→ **Task description**
Each entry needs to be reproduced exactly as it is.

[Stored data]

################

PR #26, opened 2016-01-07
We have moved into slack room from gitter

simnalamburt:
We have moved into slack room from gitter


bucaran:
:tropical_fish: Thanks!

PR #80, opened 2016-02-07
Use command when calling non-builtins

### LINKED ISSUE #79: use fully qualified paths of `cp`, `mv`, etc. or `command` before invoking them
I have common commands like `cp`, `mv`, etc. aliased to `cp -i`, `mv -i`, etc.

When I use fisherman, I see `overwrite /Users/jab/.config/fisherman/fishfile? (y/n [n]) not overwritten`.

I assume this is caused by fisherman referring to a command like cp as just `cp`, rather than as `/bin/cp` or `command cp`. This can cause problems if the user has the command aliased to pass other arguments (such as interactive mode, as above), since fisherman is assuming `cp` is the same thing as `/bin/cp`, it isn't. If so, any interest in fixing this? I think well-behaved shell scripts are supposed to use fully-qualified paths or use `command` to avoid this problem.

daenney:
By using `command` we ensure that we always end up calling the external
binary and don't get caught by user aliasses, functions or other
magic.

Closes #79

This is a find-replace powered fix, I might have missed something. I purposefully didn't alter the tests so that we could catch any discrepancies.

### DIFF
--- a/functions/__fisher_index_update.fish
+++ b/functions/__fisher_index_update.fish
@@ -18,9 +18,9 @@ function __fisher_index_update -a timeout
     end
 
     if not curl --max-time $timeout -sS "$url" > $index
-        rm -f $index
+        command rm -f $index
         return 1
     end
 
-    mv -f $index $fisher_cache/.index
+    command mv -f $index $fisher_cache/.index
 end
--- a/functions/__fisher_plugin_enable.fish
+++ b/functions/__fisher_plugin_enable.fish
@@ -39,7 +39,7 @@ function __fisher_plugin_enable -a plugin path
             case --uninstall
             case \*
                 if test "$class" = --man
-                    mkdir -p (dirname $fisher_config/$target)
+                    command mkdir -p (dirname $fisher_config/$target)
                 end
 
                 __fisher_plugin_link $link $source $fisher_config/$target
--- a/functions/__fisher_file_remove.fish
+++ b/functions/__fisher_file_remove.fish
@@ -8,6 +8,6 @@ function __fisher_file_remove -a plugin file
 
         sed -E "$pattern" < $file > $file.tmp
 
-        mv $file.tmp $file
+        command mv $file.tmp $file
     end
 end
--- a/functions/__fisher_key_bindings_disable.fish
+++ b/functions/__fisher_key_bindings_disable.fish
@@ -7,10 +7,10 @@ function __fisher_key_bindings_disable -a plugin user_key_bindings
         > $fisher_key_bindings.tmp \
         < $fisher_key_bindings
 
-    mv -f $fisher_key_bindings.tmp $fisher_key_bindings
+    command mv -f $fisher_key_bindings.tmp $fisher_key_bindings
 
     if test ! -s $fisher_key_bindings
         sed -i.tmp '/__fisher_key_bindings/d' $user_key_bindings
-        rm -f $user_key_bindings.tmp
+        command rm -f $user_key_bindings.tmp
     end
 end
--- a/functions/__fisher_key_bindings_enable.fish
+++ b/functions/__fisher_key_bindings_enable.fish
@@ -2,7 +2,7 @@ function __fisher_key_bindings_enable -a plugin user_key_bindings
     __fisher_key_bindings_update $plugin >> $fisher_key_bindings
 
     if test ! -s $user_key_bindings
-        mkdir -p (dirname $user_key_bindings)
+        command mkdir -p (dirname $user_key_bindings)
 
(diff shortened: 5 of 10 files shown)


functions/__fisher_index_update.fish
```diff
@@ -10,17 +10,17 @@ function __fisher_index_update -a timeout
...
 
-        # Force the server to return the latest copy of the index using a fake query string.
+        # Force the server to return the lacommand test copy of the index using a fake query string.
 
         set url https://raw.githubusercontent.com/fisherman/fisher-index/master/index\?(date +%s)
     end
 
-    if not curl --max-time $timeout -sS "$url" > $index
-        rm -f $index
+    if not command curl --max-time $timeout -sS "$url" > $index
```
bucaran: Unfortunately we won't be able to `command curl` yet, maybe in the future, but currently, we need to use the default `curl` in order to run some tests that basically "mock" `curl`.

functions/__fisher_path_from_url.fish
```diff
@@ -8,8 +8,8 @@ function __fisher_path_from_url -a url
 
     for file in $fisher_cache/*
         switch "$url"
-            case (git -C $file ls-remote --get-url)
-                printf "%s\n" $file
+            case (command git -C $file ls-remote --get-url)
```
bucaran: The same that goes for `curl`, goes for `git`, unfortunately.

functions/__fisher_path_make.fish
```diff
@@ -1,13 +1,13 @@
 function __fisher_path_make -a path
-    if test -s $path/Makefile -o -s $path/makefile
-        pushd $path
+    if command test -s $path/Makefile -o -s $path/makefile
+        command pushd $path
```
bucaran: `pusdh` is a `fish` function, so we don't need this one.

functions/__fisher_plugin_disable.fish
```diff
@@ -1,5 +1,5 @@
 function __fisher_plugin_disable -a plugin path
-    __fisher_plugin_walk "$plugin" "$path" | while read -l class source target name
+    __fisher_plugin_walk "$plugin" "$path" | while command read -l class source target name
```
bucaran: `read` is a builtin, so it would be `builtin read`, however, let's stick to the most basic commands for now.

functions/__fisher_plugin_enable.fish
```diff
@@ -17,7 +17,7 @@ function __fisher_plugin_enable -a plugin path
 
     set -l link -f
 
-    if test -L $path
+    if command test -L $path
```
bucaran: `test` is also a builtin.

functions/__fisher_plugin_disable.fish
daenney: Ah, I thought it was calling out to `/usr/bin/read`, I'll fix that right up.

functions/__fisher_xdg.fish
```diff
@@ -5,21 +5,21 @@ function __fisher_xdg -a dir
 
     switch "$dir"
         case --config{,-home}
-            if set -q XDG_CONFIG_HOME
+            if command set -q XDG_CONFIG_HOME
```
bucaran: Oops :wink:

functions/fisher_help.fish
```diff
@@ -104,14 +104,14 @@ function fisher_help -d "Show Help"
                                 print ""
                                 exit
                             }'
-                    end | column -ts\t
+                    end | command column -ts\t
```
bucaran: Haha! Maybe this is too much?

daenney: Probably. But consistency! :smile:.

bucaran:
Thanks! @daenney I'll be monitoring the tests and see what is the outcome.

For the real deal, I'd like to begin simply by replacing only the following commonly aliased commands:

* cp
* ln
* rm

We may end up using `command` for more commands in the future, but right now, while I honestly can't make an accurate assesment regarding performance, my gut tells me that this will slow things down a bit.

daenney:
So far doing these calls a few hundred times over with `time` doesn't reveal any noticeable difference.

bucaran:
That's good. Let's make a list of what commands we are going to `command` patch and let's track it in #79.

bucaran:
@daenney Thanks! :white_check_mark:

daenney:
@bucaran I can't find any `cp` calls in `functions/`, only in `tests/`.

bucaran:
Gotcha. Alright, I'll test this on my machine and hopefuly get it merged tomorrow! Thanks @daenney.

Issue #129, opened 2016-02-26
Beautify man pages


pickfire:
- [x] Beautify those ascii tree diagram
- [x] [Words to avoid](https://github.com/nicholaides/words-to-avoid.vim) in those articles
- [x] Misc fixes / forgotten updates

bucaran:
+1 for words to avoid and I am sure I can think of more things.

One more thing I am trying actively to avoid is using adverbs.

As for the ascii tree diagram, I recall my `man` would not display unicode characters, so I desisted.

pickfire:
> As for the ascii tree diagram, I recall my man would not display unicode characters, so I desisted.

################

→ **Solution for this problem**
PR #26, opened 2016-01-07
We have moved into slack room from gitter

simnalamburt:
We have moved into slack room from gitter


bucaran:
:tropical_fish: Thanks!

PR #80, opened 2016-02-07
Use command when calling non-builtins

### LINKED ISSUE #79: use fully qualified paths of `cp`, `mv`, etc. or `command` before invoking them
I have common commands like `cp`, `mv`, etc. aliased to `cp -i`, `mv -i`, etc.

When I use fisherman, I see `overwrite /Users/jab/.config/fisherman/fishfile? (y/n [n]) not overwritten`.

I assume this is caused by fisherman referring to a command like cp as just `cp`, rather than as `/bin/cp` or `command cp`. This can cause problems if the user has the command aliased to pass other arguments (such as interactive mode, as above), since fisherman is assuming `cp` is the same thing as `/bin/cp`, it isn't. If so, any interest in fixing this? I think well-behaved shell scripts are supposed to use fully-qualified paths or use `command` to avoid this problem.

daenney:
By using `command` we ensure that we always end up calling the external
binary and don't get caught by user aliasses, functions or other
magic.

Closes #79

This is a find-replace powered fix, I might have missed something. I purposefully didn't alter the tests so that we could catch any discrepancies.

### DIFF
--- a/functions/__fisher_index_update.fish
+++ b/functions/__fisher_index_update.fish
@@ -18,9 +18,9 @@ function __fisher_index_update -a timeout
     end
 
     if not curl --max-time $timeout -sS "$url" > $index
-        rm -f $index
+        command rm -f $index
         return 1
     end
 
-    mv -f $index $fisher_cache/.index
+    command mv -f $index $fisher_cache/.index
 end
--- a/functions/__fisher_plugin_enable.fish
+++ b/functions/__fisher_plugin_enable.fish
@@ -39,7 +39,7 @@ function __fisher_plugin_enable -a plugin path
             case --uninstall
             case \*
                 if test "$class" = --man
-                    mkdir -p (dirname $fisher_config/$target)
+                    command mkdir -p (dirname $fisher_config/$target)
                 end
 
                 __fisher_plugin_link $link $source $fisher_config/$target
--- a/functions/__fisher_file_remove.fish
+++ b/functions/__fisher_file_remove.fish
@@ -8,6 +8,6 @@ function __fisher_file_remove -a plugin file
 
         sed -E "$pattern" < $file > $file.tmp
 
-        mv $file.tmp $file
+        command mv $file.tmp $file
     end
 end
--- a/functions/__fisher_key_bindings_disable.fish
+++ b/functions/__fisher_key_bindings_disable.fish
@@ -7,10 +7,10 @@ function __fisher_key_bindings_disable -a plugin user_key_bindings
         > $fisher_key_bindings.tmp \
         < $fisher_key_bindings
 
-    mv -f $fisher_key_bindings.tmp $fisher_key_bindings
+    command mv -f $fisher_key_bindings.tmp $fisher_key_bindings
 
     if test ! -s $fisher_key_bindings
         sed -i.tmp '/__fisher_key_bindings/d' $user_key_bindings
-        rm -f $user_key_bindings.tmp
+        command rm -f $user_key_bindings.tmp
     end
 end
--- a/functions/__fisher_key_bindings_enable.fish
+++ b/functions/__fisher_key_bindings_enable.fish
@@ -2,7 +2,7 @@ function __fisher_key_bindings_enable -a plugin user_key_bindings
     __fisher_key_bindings_update $plugin >> $fisher_key_bindings
 
     if test ! -s $user_key_bindings
-        mkdir -p (dirname $user_key_bindings)
+        command mkdir -p (dirname $user_key_bindings)
 
(diff shortened: 5 of 10 files shown)


functions/__fisher_index_update.fish
```diff
@@ -10,17 +10,17 @@ function __fisher_index_update -a timeout
...
 
-        # Force the server to return the latest copy of the index using a fake query string.
+        # Force the server to return the lacommand test copy of the index using a fake query string.
 
         set url https://raw.githubusercontent.com/fisherman/fisher-index/master/index\?(date +%s)
     end
 
-    if not curl --max-time $timeout -sS "$url" > $index
-        rm -f $index
+    if not command curl --max-time $timeout -sS "$url" > $index
```
bucaran: Unfortunately we won't be able to `command curl` yet, maybe in the future, but currently, we need to use the default `curl` in order to run some tests that basically "mock" `curl`.

functions/__fisher_path_from_url.fish
```diff
@@ -8,8 +8,8 @@ function __fisher_path_from_url -a url
 
     for file in $fisher_cache/*
         switch "$url"
-            case (git -C $file ls-remote --get-url)
-                printf "%s\n" $file
+            case (command git -C $file ls-remote --get-url)
```
bucaran: The same that goes for `curl`, goes for `git`, unfortunately.

functions/__fisher_path_make.fish
```diff
@@ -1,13 +1,13 @@
 function __fisher_path_make -a path
-    if test -s $path/Makefile -o -s $path/makefile
-        pushd $path
+    if command test -s $path/Makefile -o -s $path/makefile
+        command pushd $path
```
bucaran: `pusdh` is a `fish` function, so we don't need this one.

functions/__fisher_plugin_disable.fish
```diff
@@ -1,5 +1,5 @@
 function __fisher_plugin_disable -a plugin path
-    __fisher_plugin_walk "$plugin" "$path" | while read -l class source target name
+    __fisher_plugin_walk "$plugin" "$path" | while command read -l class source target name
```
bucaran: `read` is a builtin, so it would be `builtin read`, however, let's stick to the most basic commands for now.

functions/__fisher_plugin_enable.fish
```diff
@@ -17,7 +17,7 @@ function __fisher_plugin_enable -a plugin path
 
     set -l link -f
 
-    if test -L $path
+    if command test -L $path
```
bucaran: `test` is also a builtin.

functions/__fisher_plugin_disable.fish
daenney: Ah, I thought it was calling out to `/usr/bin/read`, I'll fix that right up.

functions/__fisher_xdg.fish
```diff
@@ -5,21 +5,21 @@ function __fisher_xdg -a dir
 
     switch "$dir"
         case --config{,-home}
-            if set -q XDG_CONFIG_HOME
+            if command set -q XDG_CONFIG_HOME
```
bucaran: Oops :wink:

functions/fisher_help.fish
```diff
@@ -104,14 +104,14 @@ function fisher_help -d "Show Help"
                                 print ""
                                 exit
                             }'
-                    end | column -ts\t
+                    end | command column -ts\t
```
bucaran: Haha! Maybe this is too much?

daenney: Probably. But consistency! :smile:.

bucaran:
Thanks! @daenney I'll be monitoring the tests and see what is the outcome.

For the real deal, I'd like to begin simply by replacing only the following commonly aliased commands:

* cp
* ln
* rm

We may end up using `command` for more commands in the future, but right now, while I honestly can't make an accurate assesment regarding performance, my gut tells me that this will slow things down a bit.

daenney:
So far doing these calls a few hundred times over with `time` doesn't reveal any noticeable difference.

bucaran:
That's good. Let's make a list of what commands we are going to `command` patch and let's track it in #79.

bucaran:
@daenney Thanks! :white_check_mark:

daenney:
@bucaran I can't find any `cp` calls in `functions/`, only in `tests/`.

bucaran:
Gotcha. Alright, I'll test this on my machine and hopefuly get it merged tomorrow! Thanks @daenney.

Issue #129, opened 2016-02-26
Beautify man pages


pickfire:
- [x] Beautify those ascii tree diagram
- [x] [Words to avoid](https://github.com/nicholaides/words-to-avoid.vim) in those articles
- [x] Misc fixes / forgotten updates

bucaran:
+1 for words to avoid and I am sure I can think of more things.

One more thing I am trying actively to avoid is using adverbs.

As for the ascii tree diagram, I recall my `man` would not display unicode characters, so I desisted.

pickfire:
> As for the ascii tree diagram, I recall my man would not display unicode characters, so I desisted.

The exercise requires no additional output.